**Work order**
Find the word "basically" in the listing. Copy out each line where it occurs.

**Data shown**

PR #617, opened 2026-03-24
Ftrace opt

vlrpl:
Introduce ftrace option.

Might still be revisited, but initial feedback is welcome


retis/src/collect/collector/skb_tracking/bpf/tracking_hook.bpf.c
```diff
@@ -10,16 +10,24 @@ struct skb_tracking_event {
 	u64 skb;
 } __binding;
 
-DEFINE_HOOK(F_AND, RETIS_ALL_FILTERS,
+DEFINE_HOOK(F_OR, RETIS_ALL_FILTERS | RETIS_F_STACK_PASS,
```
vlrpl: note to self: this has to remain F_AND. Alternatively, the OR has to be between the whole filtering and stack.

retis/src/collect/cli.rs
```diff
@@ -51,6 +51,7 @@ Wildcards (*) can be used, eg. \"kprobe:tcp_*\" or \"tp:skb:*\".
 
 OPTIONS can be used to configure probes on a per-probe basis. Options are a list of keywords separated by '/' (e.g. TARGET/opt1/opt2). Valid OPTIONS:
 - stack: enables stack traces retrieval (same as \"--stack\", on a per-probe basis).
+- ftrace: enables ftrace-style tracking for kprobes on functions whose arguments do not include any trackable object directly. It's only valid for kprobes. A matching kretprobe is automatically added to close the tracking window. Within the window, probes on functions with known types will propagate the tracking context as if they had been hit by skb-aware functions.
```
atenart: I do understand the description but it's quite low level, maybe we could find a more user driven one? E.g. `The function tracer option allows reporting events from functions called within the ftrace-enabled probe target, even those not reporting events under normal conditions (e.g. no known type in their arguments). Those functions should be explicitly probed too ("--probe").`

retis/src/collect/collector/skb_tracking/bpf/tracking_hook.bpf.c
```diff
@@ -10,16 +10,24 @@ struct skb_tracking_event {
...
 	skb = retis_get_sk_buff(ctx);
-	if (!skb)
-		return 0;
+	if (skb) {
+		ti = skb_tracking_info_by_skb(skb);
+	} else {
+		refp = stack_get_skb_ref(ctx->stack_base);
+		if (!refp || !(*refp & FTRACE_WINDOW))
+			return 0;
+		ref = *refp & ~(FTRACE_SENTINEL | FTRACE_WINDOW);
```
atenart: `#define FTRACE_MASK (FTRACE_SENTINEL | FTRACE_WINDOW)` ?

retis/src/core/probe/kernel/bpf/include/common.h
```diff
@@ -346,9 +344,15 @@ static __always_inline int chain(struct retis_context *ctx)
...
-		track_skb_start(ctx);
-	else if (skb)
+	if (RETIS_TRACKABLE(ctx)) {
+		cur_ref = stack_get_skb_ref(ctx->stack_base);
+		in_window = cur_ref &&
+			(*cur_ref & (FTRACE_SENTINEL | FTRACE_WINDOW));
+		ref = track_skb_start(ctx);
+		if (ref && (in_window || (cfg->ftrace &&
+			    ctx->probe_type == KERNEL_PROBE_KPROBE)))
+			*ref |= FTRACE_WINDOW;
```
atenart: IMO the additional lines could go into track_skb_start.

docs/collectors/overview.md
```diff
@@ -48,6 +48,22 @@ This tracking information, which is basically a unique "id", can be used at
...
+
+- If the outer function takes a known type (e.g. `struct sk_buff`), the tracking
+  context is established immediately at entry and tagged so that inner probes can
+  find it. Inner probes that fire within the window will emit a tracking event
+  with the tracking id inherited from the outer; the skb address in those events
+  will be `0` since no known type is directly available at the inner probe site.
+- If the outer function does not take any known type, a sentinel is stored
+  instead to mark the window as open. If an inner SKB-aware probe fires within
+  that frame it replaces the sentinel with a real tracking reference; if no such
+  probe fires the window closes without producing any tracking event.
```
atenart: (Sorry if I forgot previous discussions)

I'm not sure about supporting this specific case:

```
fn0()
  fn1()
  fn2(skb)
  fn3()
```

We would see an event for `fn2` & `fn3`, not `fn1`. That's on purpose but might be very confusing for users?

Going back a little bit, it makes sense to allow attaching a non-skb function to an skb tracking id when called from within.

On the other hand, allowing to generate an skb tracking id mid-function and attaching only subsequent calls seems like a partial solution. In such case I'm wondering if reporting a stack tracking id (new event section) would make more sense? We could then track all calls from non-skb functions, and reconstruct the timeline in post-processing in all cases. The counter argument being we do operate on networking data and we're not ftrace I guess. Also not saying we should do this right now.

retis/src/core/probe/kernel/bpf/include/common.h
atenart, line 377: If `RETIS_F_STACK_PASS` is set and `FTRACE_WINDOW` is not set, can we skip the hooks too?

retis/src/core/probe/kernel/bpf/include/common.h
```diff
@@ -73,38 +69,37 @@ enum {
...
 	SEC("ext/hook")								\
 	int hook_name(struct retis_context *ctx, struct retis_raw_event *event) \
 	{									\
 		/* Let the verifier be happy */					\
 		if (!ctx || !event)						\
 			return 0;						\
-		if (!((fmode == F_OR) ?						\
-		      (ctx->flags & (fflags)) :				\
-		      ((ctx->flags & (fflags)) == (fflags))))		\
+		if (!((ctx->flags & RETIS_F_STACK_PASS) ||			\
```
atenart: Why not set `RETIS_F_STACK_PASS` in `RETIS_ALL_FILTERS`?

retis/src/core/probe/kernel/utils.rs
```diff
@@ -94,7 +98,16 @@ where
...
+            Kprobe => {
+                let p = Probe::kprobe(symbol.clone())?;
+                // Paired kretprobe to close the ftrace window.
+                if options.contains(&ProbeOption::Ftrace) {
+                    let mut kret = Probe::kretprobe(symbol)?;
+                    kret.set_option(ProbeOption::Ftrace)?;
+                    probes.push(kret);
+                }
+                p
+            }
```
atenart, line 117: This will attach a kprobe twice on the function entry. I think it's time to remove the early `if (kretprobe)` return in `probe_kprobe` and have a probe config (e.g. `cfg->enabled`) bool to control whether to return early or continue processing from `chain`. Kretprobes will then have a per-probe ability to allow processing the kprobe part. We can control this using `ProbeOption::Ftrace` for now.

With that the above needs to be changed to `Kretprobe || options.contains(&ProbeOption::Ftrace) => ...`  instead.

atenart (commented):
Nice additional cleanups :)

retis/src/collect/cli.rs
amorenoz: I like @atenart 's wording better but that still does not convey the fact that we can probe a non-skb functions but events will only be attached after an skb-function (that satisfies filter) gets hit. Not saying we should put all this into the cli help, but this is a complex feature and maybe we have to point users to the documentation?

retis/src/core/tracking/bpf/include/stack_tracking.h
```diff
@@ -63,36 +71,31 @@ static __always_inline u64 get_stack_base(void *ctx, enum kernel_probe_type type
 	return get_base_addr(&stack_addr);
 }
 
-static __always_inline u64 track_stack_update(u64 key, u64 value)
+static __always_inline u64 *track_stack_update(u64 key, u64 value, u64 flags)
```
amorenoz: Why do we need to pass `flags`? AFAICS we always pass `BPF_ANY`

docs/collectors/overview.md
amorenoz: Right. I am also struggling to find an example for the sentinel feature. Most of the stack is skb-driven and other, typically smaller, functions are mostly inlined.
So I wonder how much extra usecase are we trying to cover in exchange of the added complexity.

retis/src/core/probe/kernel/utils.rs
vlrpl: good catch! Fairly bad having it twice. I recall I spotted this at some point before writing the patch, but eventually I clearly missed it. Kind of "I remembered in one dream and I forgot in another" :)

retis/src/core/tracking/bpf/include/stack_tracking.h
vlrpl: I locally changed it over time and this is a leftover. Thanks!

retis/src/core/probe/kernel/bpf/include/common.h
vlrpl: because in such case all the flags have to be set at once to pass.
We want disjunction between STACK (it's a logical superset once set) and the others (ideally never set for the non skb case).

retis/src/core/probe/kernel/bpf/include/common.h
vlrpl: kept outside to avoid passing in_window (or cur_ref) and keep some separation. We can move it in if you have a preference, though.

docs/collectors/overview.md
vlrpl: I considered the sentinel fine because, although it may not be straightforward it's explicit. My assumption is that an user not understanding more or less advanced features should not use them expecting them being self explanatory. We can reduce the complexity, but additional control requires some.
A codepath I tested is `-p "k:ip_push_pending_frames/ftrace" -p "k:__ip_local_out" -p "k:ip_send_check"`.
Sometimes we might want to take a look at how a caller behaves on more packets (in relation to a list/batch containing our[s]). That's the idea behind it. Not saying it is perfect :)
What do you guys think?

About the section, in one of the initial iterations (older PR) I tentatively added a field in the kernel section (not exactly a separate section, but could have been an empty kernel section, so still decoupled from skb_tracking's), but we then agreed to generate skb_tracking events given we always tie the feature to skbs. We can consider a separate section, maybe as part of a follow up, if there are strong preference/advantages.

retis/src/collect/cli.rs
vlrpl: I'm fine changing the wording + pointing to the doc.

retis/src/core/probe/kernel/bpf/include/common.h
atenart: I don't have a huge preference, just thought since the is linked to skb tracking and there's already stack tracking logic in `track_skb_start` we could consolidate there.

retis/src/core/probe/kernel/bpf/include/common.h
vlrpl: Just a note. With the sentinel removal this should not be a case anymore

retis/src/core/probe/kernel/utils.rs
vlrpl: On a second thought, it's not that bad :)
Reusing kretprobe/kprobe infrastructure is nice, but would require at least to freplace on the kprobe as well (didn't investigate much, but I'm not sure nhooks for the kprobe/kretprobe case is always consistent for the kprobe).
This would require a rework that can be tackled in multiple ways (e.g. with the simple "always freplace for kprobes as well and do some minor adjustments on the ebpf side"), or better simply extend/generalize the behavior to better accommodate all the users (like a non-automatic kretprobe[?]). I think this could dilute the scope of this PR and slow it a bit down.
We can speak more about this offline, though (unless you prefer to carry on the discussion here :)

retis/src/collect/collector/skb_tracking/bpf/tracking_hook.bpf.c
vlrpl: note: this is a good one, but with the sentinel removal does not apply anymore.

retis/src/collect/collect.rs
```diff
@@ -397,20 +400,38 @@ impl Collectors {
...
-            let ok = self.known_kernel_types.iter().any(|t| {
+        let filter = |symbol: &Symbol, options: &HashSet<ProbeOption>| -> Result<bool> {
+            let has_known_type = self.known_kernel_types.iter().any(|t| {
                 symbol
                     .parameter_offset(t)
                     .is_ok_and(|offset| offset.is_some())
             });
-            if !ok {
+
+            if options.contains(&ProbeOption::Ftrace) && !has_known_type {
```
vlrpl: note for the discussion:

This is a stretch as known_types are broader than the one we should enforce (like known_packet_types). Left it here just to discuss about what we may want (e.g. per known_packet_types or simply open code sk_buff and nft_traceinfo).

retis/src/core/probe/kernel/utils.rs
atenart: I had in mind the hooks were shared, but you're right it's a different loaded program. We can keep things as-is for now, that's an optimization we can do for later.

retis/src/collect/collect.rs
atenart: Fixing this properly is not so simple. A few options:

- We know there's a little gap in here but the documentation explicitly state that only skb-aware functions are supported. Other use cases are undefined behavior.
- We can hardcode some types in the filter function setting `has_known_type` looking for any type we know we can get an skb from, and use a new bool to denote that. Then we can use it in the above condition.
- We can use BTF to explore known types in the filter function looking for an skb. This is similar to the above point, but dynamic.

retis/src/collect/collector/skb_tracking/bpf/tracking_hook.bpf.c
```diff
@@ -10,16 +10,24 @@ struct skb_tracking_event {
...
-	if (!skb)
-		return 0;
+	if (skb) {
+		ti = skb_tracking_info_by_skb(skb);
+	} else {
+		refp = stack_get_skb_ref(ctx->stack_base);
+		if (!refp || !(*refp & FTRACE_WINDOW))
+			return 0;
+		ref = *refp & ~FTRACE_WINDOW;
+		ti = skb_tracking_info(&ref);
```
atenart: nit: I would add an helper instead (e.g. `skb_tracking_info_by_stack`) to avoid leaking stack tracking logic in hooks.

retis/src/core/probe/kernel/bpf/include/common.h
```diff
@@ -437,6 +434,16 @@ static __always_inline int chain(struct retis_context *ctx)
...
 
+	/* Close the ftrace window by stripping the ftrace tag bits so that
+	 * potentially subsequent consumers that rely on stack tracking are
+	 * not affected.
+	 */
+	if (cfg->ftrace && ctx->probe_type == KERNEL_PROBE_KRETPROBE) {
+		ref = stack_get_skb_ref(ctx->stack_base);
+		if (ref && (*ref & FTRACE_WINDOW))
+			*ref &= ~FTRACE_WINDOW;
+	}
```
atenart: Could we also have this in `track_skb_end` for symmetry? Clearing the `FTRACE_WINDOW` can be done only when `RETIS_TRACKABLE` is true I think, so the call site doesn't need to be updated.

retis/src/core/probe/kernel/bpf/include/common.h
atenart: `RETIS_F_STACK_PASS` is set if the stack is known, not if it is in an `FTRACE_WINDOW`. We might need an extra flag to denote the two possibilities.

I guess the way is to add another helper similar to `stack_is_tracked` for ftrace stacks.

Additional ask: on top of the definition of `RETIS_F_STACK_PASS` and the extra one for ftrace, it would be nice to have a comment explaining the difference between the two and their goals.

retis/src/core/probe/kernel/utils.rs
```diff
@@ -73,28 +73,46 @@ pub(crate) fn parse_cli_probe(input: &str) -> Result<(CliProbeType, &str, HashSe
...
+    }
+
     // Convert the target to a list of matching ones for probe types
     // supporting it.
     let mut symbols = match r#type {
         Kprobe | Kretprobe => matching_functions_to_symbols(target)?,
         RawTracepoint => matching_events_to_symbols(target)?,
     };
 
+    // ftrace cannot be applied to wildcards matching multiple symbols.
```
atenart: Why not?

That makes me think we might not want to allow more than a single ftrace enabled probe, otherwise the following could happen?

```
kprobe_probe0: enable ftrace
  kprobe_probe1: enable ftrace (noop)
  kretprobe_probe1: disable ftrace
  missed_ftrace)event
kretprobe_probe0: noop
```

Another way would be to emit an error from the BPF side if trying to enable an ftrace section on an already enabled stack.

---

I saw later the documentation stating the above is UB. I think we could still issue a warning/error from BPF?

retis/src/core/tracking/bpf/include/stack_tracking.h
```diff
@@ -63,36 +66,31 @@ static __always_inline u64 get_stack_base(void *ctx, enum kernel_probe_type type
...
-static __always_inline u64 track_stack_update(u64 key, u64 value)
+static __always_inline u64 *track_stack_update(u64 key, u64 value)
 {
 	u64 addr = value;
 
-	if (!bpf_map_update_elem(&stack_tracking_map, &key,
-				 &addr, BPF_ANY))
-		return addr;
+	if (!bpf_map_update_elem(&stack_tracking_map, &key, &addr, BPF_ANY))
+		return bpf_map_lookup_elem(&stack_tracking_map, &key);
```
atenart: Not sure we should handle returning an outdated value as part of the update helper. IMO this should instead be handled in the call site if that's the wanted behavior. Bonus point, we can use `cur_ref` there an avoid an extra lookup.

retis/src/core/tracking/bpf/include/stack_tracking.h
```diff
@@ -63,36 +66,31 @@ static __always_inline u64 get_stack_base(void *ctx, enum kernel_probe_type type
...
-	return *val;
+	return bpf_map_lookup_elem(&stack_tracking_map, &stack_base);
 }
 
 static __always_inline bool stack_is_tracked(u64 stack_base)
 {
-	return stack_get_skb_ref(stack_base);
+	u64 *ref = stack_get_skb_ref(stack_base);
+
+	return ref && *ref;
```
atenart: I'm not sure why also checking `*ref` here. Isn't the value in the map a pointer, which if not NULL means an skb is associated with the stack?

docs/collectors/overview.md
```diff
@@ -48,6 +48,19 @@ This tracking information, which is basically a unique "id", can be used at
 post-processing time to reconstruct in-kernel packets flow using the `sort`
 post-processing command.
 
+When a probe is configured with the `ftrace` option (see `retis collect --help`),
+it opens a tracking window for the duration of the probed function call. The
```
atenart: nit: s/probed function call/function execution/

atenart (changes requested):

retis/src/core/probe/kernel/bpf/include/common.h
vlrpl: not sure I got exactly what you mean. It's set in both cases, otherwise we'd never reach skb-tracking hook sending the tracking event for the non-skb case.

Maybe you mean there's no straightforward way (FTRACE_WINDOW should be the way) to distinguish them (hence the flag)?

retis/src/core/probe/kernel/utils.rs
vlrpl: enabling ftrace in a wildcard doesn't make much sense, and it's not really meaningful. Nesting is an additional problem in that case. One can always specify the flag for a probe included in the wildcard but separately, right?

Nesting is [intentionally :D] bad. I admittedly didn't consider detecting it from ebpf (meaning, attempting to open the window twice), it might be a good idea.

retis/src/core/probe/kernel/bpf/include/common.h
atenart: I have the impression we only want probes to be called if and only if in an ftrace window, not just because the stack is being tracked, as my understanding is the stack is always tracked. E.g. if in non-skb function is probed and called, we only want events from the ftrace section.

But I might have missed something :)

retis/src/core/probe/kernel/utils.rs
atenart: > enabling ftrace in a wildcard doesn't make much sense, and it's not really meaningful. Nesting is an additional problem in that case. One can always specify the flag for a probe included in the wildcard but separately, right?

**Exercise response**
@@ -48,6 +48,22 @@ This tracking information, which is basically a unique "id", can be used at
@@ -48,6 +48,19 @@ This tracking information, which is basically a unique "id", can be used at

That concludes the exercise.